Bouldering and Biking in Jackson



Thursday I took a chill day and decided to go bouldering. Lori and I decided to check out this area called Bouldertown or Bouldercity north of Jenny Lake. When I was trying to find out information out about the area and problem info I came to a halt. There was no info on the inter-web. I did find a site that said there was 5 to 6 highball boulders and a description of the approach. Bouldering is not like alpine climbing, there is not a lot in "route finding" in bouldering. It is good to know what you are working on especially on a highball with a tricky landing area.

So Lori and I decided to check it out. We found the trail very easily. It took 8 min to find the Y in the trail. It took another 3 to find the main area that was described online. There turned out to be 6 main boulders in this area and about 20 other medium to highball boulders in close proximity. There is a ton of potential for this area.
The center piece of Bouldercity.

We warmed up on the center piece of the main area. I climbed a nice lieback to a ledge system. Probably V1.
V1 Highball
Once on top I noticed that there was two anchor bolts for top roping. Then I moved to something more committing that went at V2. The V2 was a great arete. It was tricky through the fifth move. Very fun. I was walking around some of the boulders around the proximity and found a problem that obviously had never been climbed. It really reminded me of a great problem at Horse Pens 40 in Alabama named Low Down V4. I cleaned off some of the lichen and started to work it.
Low Down Duex V2.
After a couple of tries on it I was able to send it. I wanted to know if anyone knew if this was a problem or not. So I asked latter in a gear shop and no one even knew about the area. I talked to some Exum guides and they said that they did not really go there. I think that it's V2. If no one has climbed this I would name it Low Down Duex. That might be part of the reason that no one has tried this problem. It is low to the ground, it is easier, and it is surrounded by highballs.
V0 arete on the left.
A fun V0 arete.
We played around on three or four more problems and finished on a sweet traverse. It starts as a sit start and moves higher along a ledge system. The ledge is good but there is no feet. The crux is a hand foot match that is tough. It is probably V3 0r 4. I got a flapper on my third attempt and did not have any tape.

We walked around after and looked at all of the potential of this area.
This shot gives perspective on the size of the boulders.
There are hundreds of problems that are just waiting to be done. I really wish I had more time to climb in this area. Not to mention the view of Mt. Moran.

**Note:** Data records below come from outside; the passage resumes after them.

PR #153, opened 2019-03-15
Add BUILD_UUID to app bundle manifests

simonbowring:
## Goal

Add a Build UUID to [app bundle](https://developer.android.com/guide/app-bundle/) manifests. 

The Build UUID currently only gets added when generating APKs directly without using app bundles.

## Changeset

On Friday is was very rainy and stormy so we took a rest and planning day. We are headed into the Wind River Range on Sunday afternoon so we had a few things to consider. We are going to be climbing many routes. East Ridge on the Wolf's Head, SouthButtress on Pingora to name a couple. We are planning on climbing until we only have nubs left. Bloody, bloody nubs.

Saturday Lori and I went mountain biking. She took me on a really fun down hill singletrack. It was two trails, Cashe to Game trails.
The pass.
It was a six mile ride up to a beautiful pass. Then we had a three mile no pedal section to a great less steep lower section that was very intense.
This is right after the steep section from the pass.
I am very proud to say that I endoed four times. Not to mention the many other times that I fell. I love to go Fast!!!! It was absolutely wonderful. The views were great and the decent was worth it.

Today we are packing for the Winds and figuring out who is going to carry what. It is an 8 mile hike in with a 5 to 20 min approach depending where you bivy. We are very excited and I am ready to get some longer routes in.
Stay Tuned for amazing photos from the Winds.
Thursday, July 23, 2009

Exploring the Great Outdoors and OR



I have just returned to Jackson from Salt Lake City. Before I left Chris and I went back to the Rodeo Wall for a rest day. We went up three routes each and had some fun in the shade. The next day we went to a new area, Blacktail Butte. Or as Chris calls it, The Blackflail.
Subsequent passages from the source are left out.